PR #583, opened 2026-06-05
fix: confirm private paykit toggles

ben-kaufman:
Fixes #582

### Description

This PR fixes private contact payment preferences so the private sharing toggle only reflects confirmed endpoint state. Enabling private sharing now requires immediate publication for saved contacts before the setting is shown as enabled, and disabling private sharing only flips the setting off after endpoint removal succeeds.

If Paykit has to defer or retry the private publish path, the toggle stays on its previous value and shows an error instead of claiming the preference was applied.

### Linked Issues/Tasks

Fixes #582

### Screenshot / Video

N/A

#### Manual Tests
N/A

#### Automated Checks
- `swiftformat Bitkit/Views/Settings/General/PaymentPreferenceView.swift Bitkit/Services/PrivatePaykitService+Contacts.swift`
- `swiftformat --lint Bitkit/Views/Settings/General/PaymentPreferenceView.swift Bitkit/Services/PrivatePaykitService+Contacts.swift`
- `git diff --check`
- `xcodebuild -project Bitkit.xcodeproj -scheme Bitkit -configuration Debug -destination 'platform=iOS Simulator,name=iPhone 17' -only-testing:BitkitTests/PrivatePaykitServiceTests -derivedDataPath /private/tmp/bitkit-ios-582-dd test` passed with 29 tests.


ovitrif (approved):
tAck

PR #71, opened 2025-07-31
Add `ere-cli`

han0110:
First part of #66 

Implement `ere-cli` which provides a cli to do `compile`, `execute`, `prove` and `verify` of specific zkVM implementation selected by feature flag. The reason to not include all `zkvm` is due to compliation time, in case one only wants to use single zkvm, not sure if this is the best approach so open to disuccsion.

The imagined usage of the cli is with `ere-dockerized`, which handles the de/serialization of program, input, etc... It seems not very easy to run it by hand (due to serialization)

### DIFF
--- a/crates/ere-cli/src/main.rs
+++ b/crates/ere-cli/src/main.rs
@@ -1,0 +1,213 @@
+use anyhow::{Context, Error};
+use clap::{Parser, Subcommand};
+use std::{fs, path::PathBuf};
+use zkvm_interface::{Compiler, ProverResourceType, zkVM};
+
+mod serde;
+
+// Compile-time check to ensure exactly one backend feature is enabled
+const _: () = {
+    assert!(
+        (cfg!(feature = "jolt") as u8
+            + cfg!(feature = "nexus") as u8
+            + cfg!(feature = "openvm") as u8
+            + cfg!(feature = "pico") as u8
+            + cfg!(feature = "risc0") as u8
+            + cfg!(feature = "sp1") as u8
+            + cfg!(feature = "zisk") as u8)
+            == 1,
+        "Exactly one zkVM backend feature must be enabled"
+    );
+};
+
+#[derive(Parser)]
+#[command(author, version)]
+struct Cli {
+    #[command(subcommand)]
+    command: Commands,
+}
+
+#[derive(Subcommand)]
+enum Commands {
+    /// Compile a guest program
+    Compile {
+        /// Path to the base directory (workspace root)
+        #[arg(long)]
+        mount_directory: PathBuf,
+        /// Relative path from `mount_directory` to the guest program
+        #[arg(long)]
+        guest_relative: PathBuf,
+        /// Path where the compiled program will be written
+        #[arg(long)]
+        program_path: PathBuf,
+    },
+    /// Execute a compiled program
+    Execute {
+        /// Path to the compiled program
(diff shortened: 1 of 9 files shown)


crates/ere-cli/src/main.rs
```diff
@@ -0,0 +1,213 @@
...
+            + cfg!(feature = "nexus") as u8
+            + cfg!(feature = "openvm") as u8
+            + cfg!(feature = "pico") as u8
+            + cfg!(feature = "risc0") as u8
+            + cfg!(feature = "sp1") as u8
+            + cfg!(feature = "zisk") as u8)
+            == 1,
+        "Exactly one zkVM backend feature must be enabled"
+    );
+};
```
han0110, line 21: Re https://github.com/eth-act/ere/pull/66#discussion_r2242879799 it works and this is shorter so I applied it.

crates/zkvm-interface/src/lib.rs
```diff
@@ -27,6 +28,7 @@ pub trait Compiler {
 
 /// ResourceType specifies what resource will be used to create the proofs.
 #[derive(Debug, Clone, Default)]
+#[cfg_attr(feature = "clap", derive(clap::Subcommand))]
```
han0110, line 31: Re https://github.com/eth-act/ere/pull/66#discussion_r2242906289 it seems much cleaner to do the derive so applied the suggestion.

crates/ere-cli/src/main.rs
```diff
@@ -0,0 +1,213 @@
...
+            resource,
+        } => execute(program_path, resource, input_path, report_path),
+        Commands::Verify {
+            program_path,
+            proof_path,
+        } => verify(program_path, proof_path),
+    }
+}
+
+fn compile(
```
han0110, line 117: Re https://github.com/eth-act/ere/pull/66#discussion_r2242911606 I think the macros seems a bit unnecessary so I remove it

Re https://github.com/eth-act/ere/pull/66#discussion_r2242917143 Previously there are some program sereizlied and some not, the reason is because some program is already `Vec<u8>` so I wanted to avoid double serialization, but it seems to be a footgun so I just serialize every program now.

crates/ere-cli/src/main.rs
```diff
@@ -0,0 +1,213 @@
...
+fn verify(program_path: PathBuf, proof_path: PathBuf) -> Result<(), Error> {
+    let zkvm = construct_zkvm(program_path, ProverResourceType::default())?;
+    let proof = fs::read(&proof_path)
+        .with_context(|| format!("Failed to read proof from {}", proof_path.display()))?;
+    zkvm.verify(&proof)
+        .with_context(|| "Failed to verify proof")?;
+    Ok(())
+}
+
+fn construct_zkvm(program_path: PathBuf, resource: ProverResourceType) -> Result<impl zkVM, Error> {
```
han0110, line 188: Re https://github.com/eth-act/ere/pull/66#discussion_r2242919308 I think somewhere has to do this once, currently it's done in `zkevm-benchmark-workload` like https://github.com/eth-act/zkevm-benchmark-workload/blob/5e44ca4dad7be4e531730a5eab8987efbc25dc38/crates/ere-hosts/src/main.rs#L206-L258, but I think in `ere` we could do this once so the dependents don't need to do it again and again.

*****

Every entry is to be repeated precisely as it stands.

PR #583, opened 2026-06-05
fix: confirm private paykit toggles

ben-kaufman:
Fixes #582

### Description

This PR fixes private contact payment preferences so the private sharing toggle only reflects confirmed endpoint state. Enabling private sharing now requires immediate publication for saved contacts before the setting is shown as enabled, and disabling private sharing only flips the setting off after endpoint removal succeeds.

If Paykit has to defer or retry the private publish path, the toggle stays on its previous value and shows an error instead of claiming the preference was applied.

### Linked Issues/Tasks

Fixes #582

### Screenshot / Video

N/A

#### Manual Tests
N/A

#### Automated Checks
- `swiftformat Bitkit/Views/Settings/General/PaymentPreferenceView.swift Bitkit/Services/PrivatePaykitService+Contacts.swift`
- `swiftformat --lint Bitkit/Views/Settings/General/PaymentPreferenceView.swift Bitkit/Services/PrivatePaykitService+Contacts.swift`
- `git diff --check`
- `xcodebuild -project Bitkit.xcodeproj -scheme Bitkit -configuration Debug -destination 'platform=iOS Simulator,name=iPhone 17' -only-testing:BitkitTests/PrivatePaykitServiceTests -derivedDataPath /private/tmp/bitkit-ios-582-dd test` passed with 29 tests.


ovitrif (approved):
tAck

PR #71, opened 2025-07-31
Add `ere-cli`

han0110:
First part of #66 

Implement `ere-cli` which provides a cli to do `compile`, `execute`, `prove` and `verify` of specific zkVM implementation selected by feature flag. The reason to not include all `zkvm` is due to compliation time, in case one only wants to use single zkvm, not sure if this is the best approach so open to disuccsion.

The imagined usage of the cli is with `ere-dockerized`, which handles the de/serialization of program, input, etc... It seems not very easy to run it by hand (due to serialization)

### DIFF
--- a/crates/ere-cli/src/main.rs
+++ b/crates/ere-cli/src/main.rs
@@ -1,0 +1,213 @@
+use anyhow::{Context, Error};
+use clap::{Parser, Subcommand};
+use std::{fs, path::PathBuf};
+use zkvm_interface::{Compiler, ProverResourceType, zkVM};
+
+mod serde;
+
+// Compile-time check to ensure exactly one backend feature is enabled
+const _: () = {
+    assert!(
+        (cfg!(feature = "jolt") as u8
+            + cfg!(feature = "nexus") as u8
+            + cfg!(feature = "openvm") as u8
+            + cfg!(feature = "pico") as u8
+            + cfg!(feature = "risc0") as u8
+            + cfg!(feature = "sp1") as u8
+            + cfg!(feature = "zisk") as u8)
+            == 1,
+        "Exactly one zkVM backend feature must be enabled"
+    );
+};
+
+#[derive(Parser)]
+#[command(author, version)]
+struct Cli {
+    #[command(subcommand)]
+    command: Commands,
+}
+
+#[derive(Subcommand)]
+enum Commands {
+    /// Compile a guest program
+    Compile {
+        /// Path to the base directory (workspace root)
+        #[arg(long)]
+        mount_directory: PathBuf,
+        /// Relative path from `mount_directory` to the guest program
+        #[arg(long)]
+        guest_relative: PathBuf,
+        /// Path where the compiled program will be written
+        #[arg(long)]
+        program_path: PathBuf,
+    },
+    /// Execute a compiled program
+    Execute {
+        /// Path to the compiled program
(diff shortened: 1 of 9 files shown)


crates/ere-cli/src/main.rs
```diff
@@ -0,0 +1,213 @@
...
+            + cfg!(feature = "nexus") as u8
+            + cfg!(feature = "openvm") as u8
+            + cfg!(feature = "pico") as u8
+            + cfg!(feature = "risc0") as u8
+            + cfg!(feature = "sp1") as u8
+            + cfg!(feature = "zisk") as u8)
+            == 1,
+        "Exactly one zkVM backend feature must be enabled"
+    );
+};
```
han0110, line 21: Re https://github.com/eth-act/ere/pull/66#discussion_r2242879799 it works and this is shorter so I applied it.

crates/zkvm-interface/src/lib.rs
```diff
@@ -27,6 +28,7 @@ pub trait Compiler {
 
 /// ResourceType specifies what resource will be used to create the proofs.
 #[derive(Debug, Clone, Default)]
+#[cfg_attr(feature = "clap", derive(clap::Subcommand))]
```
han0110, line 31: Re https://github.com/eth-act/ere/pull/66#discussion_r2242906289 it seems much cleaner to do the derive so applied the suggestion.

crates/ere-cli/src/main.rs
```diff
@@ -0,0 +1,213 @@
...
+            resource,
+        } => execute(program_path, resource, input_path, report_path),
+        Commands::Verify {
+            program_path,
+            proof_path,
+        } => verify(program_path, proof_path),
+    }
+}
+
+fn compile(
```
han0110, line 117: Re https://github.com/eth-act/ere/pull/66#discussion_r2242911606 I think the macros seems a bit unnecessary so I remove it

Re https://github.com/eth-act/ere/pull/66#discussion_r2242917143 Previously there are some program sereizlied and some not, the reason is because some program is already `Vec<u8>` so I wanted to avoid double serialization, but it seems to be a footgun so I just serialize every program now.

crates/ere-cli/src/main.rs
```diff
@@ -0,0 +1,213 @@
...
+fn verify(program_path: PathBuf, proof_path: PathBuf) -> Result<(), Error> {
+    let zkvm = construct_zkvm(program_path, ProverResourceType::default())?;
+    let proof = fs::read(&proof_path)
+        .with_context(|| format!("Failed to read proof from {}", proof_path.display()))?;
+    zkvm.verify(&proof)
+        .with_context(|| "Failed to verify proof")?;
+    Ok(())
+}
+
+fn construct_zkvm(program_path: PathBuf, resource: ProverResourceType) -> Result<impl zkVM, Error> {
```
han0110, line 188: Re https://github.com/eth-act/ere/pull/66#discussion_r2242919308 I think somewhere has to do this once, currently it's done in `zkevm-benchmark-workload` like https://github.com/eth-act/zkevm-benchmark-workload/blob/5e44ca4dad7be4e531730a5eab8987efbc25dc38/crates/ere-hosts/src/main.rs#L206-L258, but I think in `ere` we could do this once so the dependents don't need to do it again and again.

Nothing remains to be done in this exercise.